### WHAT YOU ARE ASKED TO DO:
Would you return the lines between the one holding "covers only the" and the one holding "The table can", inclusive, and only those, exactly as they stand in the listing below?

[[ ENTRIES PROVIDED open ]]

Issue #6143, opened 2024-10-09
Support both `deployment.environment.name` and `deployment.environment`


srikanthccv:
The latest semconv recommends `deployment.environment.name` instead of `deployment.environment`. Make it backwards compatible.

Alexandr-Dolgov:
I Just add some info. It was released in [semantic-conventions v1.27.0](https://github.com/open-telemetry/semantic-conventions/releases/tag/v1.27.0)
> deployment.environment has been deprecated and moved to deployment.environment.name

PR #12441, opened 2026-08-06
feat: generate semantic convention families

srikanthccv:
## Summary

Adds the semantic-convention evolution foundation:

- vendors the OpenTelemetry schema and SigNoz overlay
- generates Go and TypeScript family tables deterministically
- exposes the Go resolver API for family members, current names, and historical names
- adds generation checks and unit tests

Related to #6143.

## Stack

1. #12441 — Foundations (base: main)
2. #12442 — Phase 1 query (base: #12441)
3. #12443 — Phase 1 services (base: #12442)
4. #12444 — Phase 1 closure gate (base: #12443)
5. #12445 — Phase 2 signals (base: #12444)
6. #12446 — Phase 3 migration UX (base: #12445)
7. #12447 — Phase 4 rollout (base: #12446)

**Current layer:** #12441

## Testing

- `go test ./scripts/semconv`
- `go test ./pkg/types/telemetrytypes/semconv`
- `make semconv-check`

## Risk and rollback

This layer is additive apart from CI generation checks. Roll back by reverting this PR; no stored telemetry is changed.


tushar-signoz (commented):
Claude assisted review

Verified locally first: `go run ./scripts/semconv` reproduces both generated files byte-for-byte, `go vet` and both test packages are green, and `scripts/semconv/schema-1.42.0.yaml` is byte-identical to `https://opentelemetry.io/schemas/1.42.0` — nice that the vendored copy is unmodified. The generated TS also passes `oxfmt --check` and `oxlint` against the frontend config, so the new `jsci` jobs won't trip on it.

The two things I'd want resolved before more families get enabled are the rename fan-out collapse and the `apply_to_metrics` union. Everything below that is a design note or a test gap.

---

## 1. Rename fan-out collapses — `scripts/semconv/generate.go:336`

The rename graph stores one successor per `(kind, old)`, so an old name that OTel renames into several different families collapses to whichever edge is processed last. The vendored 1.42.0 schema has 8 such names, and they're the common generic metric attributes: `direction`, `state`, `type`, `pool`, `system.processes.status`, `feature_flag.evaluation.error.message`, plus two k8s metric names.

Generating with `default_enabled: true` and probing the resolver:

```
Current("state",     metric "system.memory.usage")     = db.client.connection.state   (schema: system.memory.state)
Current("state",     metric "system.cpu.time")         = db.client.connection.state   (schema: cpu.mode)
Current("direction", metric "system.disk.io")          = network.io.direction         (schema: disk.io.direction)
Current("pool",      metric "jvm.memory.usage")        = jvm.buffer.pool.name         (schema: jvm.memory.pool.name)
Current("type",      metric "system.filesystem.usage") = system.paging.fault.type     (schema: system.filesystem.type)
```

The winner also absorbs the losers' `apply_to_metrics`, so `db.client.connection.state` ends up claiming `system.cpu.time` / `system.memory.usage` / `system.network.io`, and `network.io.direction` claims `system.disk.io` and `system.disk.merged`.

`rejectSameVersionChains` doesn't catch it — it detects a *chain* (an old that is also a current), not fan-out — so generation succeeds silently. Which family wins is deterministic but arbitrary: it's decided by YAML change order.

Latent right now because `default_enabled: false` and only two families are on, but these are precisely the families the later layers turn on.

## 2. `apply_to_metrics` is unioned, but empty means "all metrics" — `scripts/semconv/generate.go:380`

`apply_to_metrics` is unioned across a family's edges, but in the schema an *absent* `apply_to_metrics` means "applies to every metric". Unioning an unscoped edge with a scoped one turns an unbounded rename into a bounded list — empty should absorb, not be absorbed.

Concretely, family `network.io.direction` merges the 1.24.0 metrics rename `system.network.io.direction → network.io.direction` (no `apply_to_metrics`, so: all metrics) with the 1.25.0 `direction → network.io.direction` scoped to 14 metric names. The generated family carries only those 14, so:

```
Members(KindAttribute, {Name: "system.network.io.direction", Signal: metrics,
                        MetricContext: {MetricName: <any metric outside the 14>}})
  → ["system.network.io.direction"]     // rename never resolves
```

## 3. Missing selector fields widen on one axis and kill on another — `pkg/semconv/semconv.go:107-124`

`FieldKeySelector` is built from user input and often won't have `FieldContext` or `MetricContext` populated — only the strict `resource.` / `attribute.` prefixes fill in a context at all. `matchesSelector` reacts to that missing information in opposite directions on the two axes:

- absent `FieldContext` → the check is skipped → the family matches **more** widely
- absent `MetricContext` with `Signal == metrics` → returns false → the family matches **nothing**

Across the 209 families generated with `default_enabled: true`, 15 carry `apply_to_metrics` and so never resolve at all unless the caller supplies a metric name. On the context axis the widening is small today — 65 families have `Contexts: nil` (they come from `all:`) so the check is a no-op, 142 are still gated by `Signals`, and only 2 are gated by context alone (`telemetry.distro.version`, `user_agent.original`).

It's small *today* for an accidental reason though: no name currently belongs to more than one family, so matching too widely can only ever return the right one. That stops holding the moment the fan-out in (1) is fixed, since `lookupIndex` returns the first match. Worth settling on one policy for "the caller didn't tell us" across all three axes before more families are enabled.

## 4. Unexported fields / accessors — `pkg/semconv/semconv.go:19-27` and `:74`

Could these fields be unexported with accessors? `families_gen.go` is generated into this same package, so it's only a rename in `renderGo`.

The concrete leak is aliasing rather than the field names: `Lookup` returns `Family` by value, but `Old`, `Contexts`, `Signals`, `ApplyToMetrics` are slice headers and `ValueMap` is a map, all pointing at the single package-level table — so `// must not be modified` is unenforceable as written. `All()` is the sharpest edge, since it hands back the table itself and `semconv.All()[0] = Family{}` corrupts it process-wide.

Across the whole stack the only fields read outside this package are `Current`, `Kind` and `len(Old)`; `Contexts`, `Signals` and `ApplyToMetrics` are used only by `matchesSelector`, and `ValueMap` has no reader anywhere yet. So those four could be unexported now at zero cost, and `All()` could return `iter.Seq[Family]`.

I'd leave `Members()` returning the shared precomputed slice — it's on the per-field query path in the later layers and a cloning accessor there is a real regression; a test pinning that contract is cheaper.

## 5. Test gaps — `scripts/semconv/generate_test.go:82`

`TestBuildFamiliesMapsSchemaSectionsToScopes` covers `resources`, `logs` and `metrics` but not `all` — across the whole file the counts are `spans:` ×9, `metrics:` ×4, `resources:` ×1, `logs:` ×1, `all:` ×0.

That's the costly one to skip: `all` is the only section that sets both `allContexts` and `allSignals`, which collapse to `Contexts: nil, Signals: nil` — and nil means *matches every context and every signal* in `matchesSelector`. It's also the path both shipped families take (`db.system` under `1.30.0 all:`, `deployment.environment` under `1.27.0 all:`), so every family in the committed `families_gen.go` goes through the one section no test exercises.

Worth adding alongside it: a family fed by both an `all` edge and a scoped `spans`/`metrics` edge, asserting `allContexts` wins and the accumulated list is discarded rather than unioned.

Other gaps I noticed:

- same-version fan-out and the bare-vs-scoped `apply_to_metrics` merge (1 and 2 above) have no test
- `renderGo` / `renderTypeScript` are only asserted for determinism plus two `Contains` checks, so nothing pins the emitted text and a TS formatting regression surfaces in `jsci` rather than `go test`
- the `unsupported field context` / `unsupported signal` branches are reachable from a hand-written overlay but untested
- `parseSchemaVersion` covers only the wrong-arity case, not `1.2.x`

Separately — `rootFor`'s `rename cycle for ...` branch looks unreachable, since every insertion does `delete(next, current)` first and the dedup `continue` is a no-op. Either drop it or note the invariant.

## 6. Scope belongs on the edge, not the family — `pkg/semconv/semconv.go:19-27`

Flattening scope onto the family loses cross-context renames. Schema 1.19.0 renames into `user_agent.original` from two different contexts in the same version:

```
spans:      http.user_agent:    user_agent.original
resources:  browser.user_agent: user_agent.original
```

which generates `Old: ["browser.user_agent", "http.user_agent"]` with `Contexts: [Attribute, Resource]`. The table can no longer say that `browser.user_agent` only existed at resource level and `http.user_agent` only at span level, so `Members(KindAttribute, {Name: "http.user_agent", FieldContext: FieldContextResource})` returns all three — telling a strict `resource.` query to look for `http.user_agent` where it never existed. The overlay can't correct it either, since `Contexts` / `AddContexts` are family-granular.

This is benign on the forgiving bare-key path, which already ORs col → resource → scope → attribute → body; it bites on the strict prefixed path, where the user has explicitly given the context.

One family out of 209 today, so a note rather than a blocker — but it's the same shape as the two `apply_to_metrics` issues above. Moving `Old` from `[]string` to per-member records carrying their own contexts and metric scope would close all three at once.

Also worth checking: a *pure* move with no rename is invisible to this design entirely. The schema format only has `rename_attributes` / `rename_metrics` (confirmed — those are the only two change types across all 41 versions), so an attribute that keeps its name and changes context produces no edge and gets no fallback.

## 7. Nit — PR description

Tests are at `pkg/semconv`, not `pkg/types/telemetrytypes/semconv`, and there's no `make semconv-check` — the Makefile adds `semconv-generate` and CI calls `go run ./scripts/semconv -check` directly. Might be worth a `semconv-check` target so the CI command has one home.

srikanthccv:
@tushar-signoz 

1, 2, 3, and 6 (point basis on the earlier points IIUC), are all metrics. So the way I am looking about getting changes merged it iterative (would like to keep the plan that way), with initial focus on

- `deployment.environment.name`

For traces and across the traces surface area

Then come to logs, and then come to merics

When each signal is covered, I will have an integration tests suite gets merged to main before the signal coverage that ensures the sem conv changes, when merged, won't break any behaviour, and along with the change for the family behaviour.

Additionally the `default_enabled` is false by default to ensure the surface of the attributes and metrics where this is applied is controlled and provided by us till the point it's fully functional and has test suite to cover the cases.

-

regarding the point 4, throught our codebase we pass around the mutable slices or pointers, such field keys example, and rely on the consumers to not mutate where all the consumers of the args systemically have no need to mutate them.  So following the same reasoning, they mutable are returned. 

The test gaps, I will add additional tests.

srikanthccv:
@tushar-signoz , added the tests, the rest are heavily metrics, I will come there when I come there, because we also discussed about having ability to indicate two metrics mean the same thing or not with the engineer confirmation instead of taking renames as literal renames but can also mean the semantic changes. PTAL

tushar-signoz (approved):
LGTM

therealpandey (approved):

[[ ENTRIES PROVIDED closed ]]

### TASK ANSWER:
- `parseSchemaVersion` covers only the wrong-arity case, not `1.2.x`

Separately — `rootFor`'s `rename cycle for ...` branch looks unreachable, since every insertion does `delete(next, current)` first and the dedup `continue` is a no-op. Either drop it or note the invariant.

## 6. Scope belongs on the edge, not the family — `pkg/semconv/semconv.go:19-27`

Flattening scope onto the family loses cross-context renames. Schema 1.19.0 renames into `user_agent.original` from two different contexts in the same version:

```
spans:      http.user_agent:    user_agent.original
resources:  browser.user_agent: user_agent.original
```

which generates `Old: ["browser.user_agent", "http.user_agent"]` with `Contexts: [Attribute, Resource]`. The table can no longer say that `browser.user_agent` only existed at resource level and `http.user_agent` only at span level, so `Members(KindAttribute, {Name: "http.user_agent", FieldContext: FieldContextResource})` returns all three — telling a strict `resource.` query to look for `http.user_agent` where it never existed. The overlay can't correct it either, since `Contexts` / `AddContexts` are family-granular.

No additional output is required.